#### What this task involves
Show each line in the listing below that contains the word "from".
..............................
PR #571, opened 2018-08-18
Fix Retry List

MarkHerhold:
The README states that 500 errors are retried but the code does not have this error code. Fix by removing from README.

### DIFF
--- a/readme.md
+++ b/readme.md
@@ -209,7 +209,7 @@ Type: `number` `Object`<br>
 Default:
 - retries: `2`
 - methods: `GET` `PUT` `HEAD` `DELETE` `OPTIONS` `TRACE`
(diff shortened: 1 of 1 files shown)


szmarczak:
It does.

https://github.com/sindresorhus/got/blob/ca2675e3e5c9db97015e827ce652493a8f9cc1f3/source/index.js#L17-L24

MarkHerhold:
Ah, my apologies. I was staring at the README from master while using got v9.0.0.

szmarczak:
Sure, good point. Many people find this confusing.

@sindresorhus Maybe we should point users to a last release branch by default?

sindresorhus:
@szmarczak Nah. Most projects on GitHub use master as the default branch and development branch. For the latest version, users should visit the npm package or the readme in the relevant Git tag. This is expected knowledge.

MarkHerhold:
I agree with @sindresorhus. Just made a novice mistake. Thanks!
..............................
#### Written solution
The README states that 500 errors are retried but the code does not have this error code. Fix by removing from README.
Ah, my apologies. I was staring at the README from master while using got v9.0.0.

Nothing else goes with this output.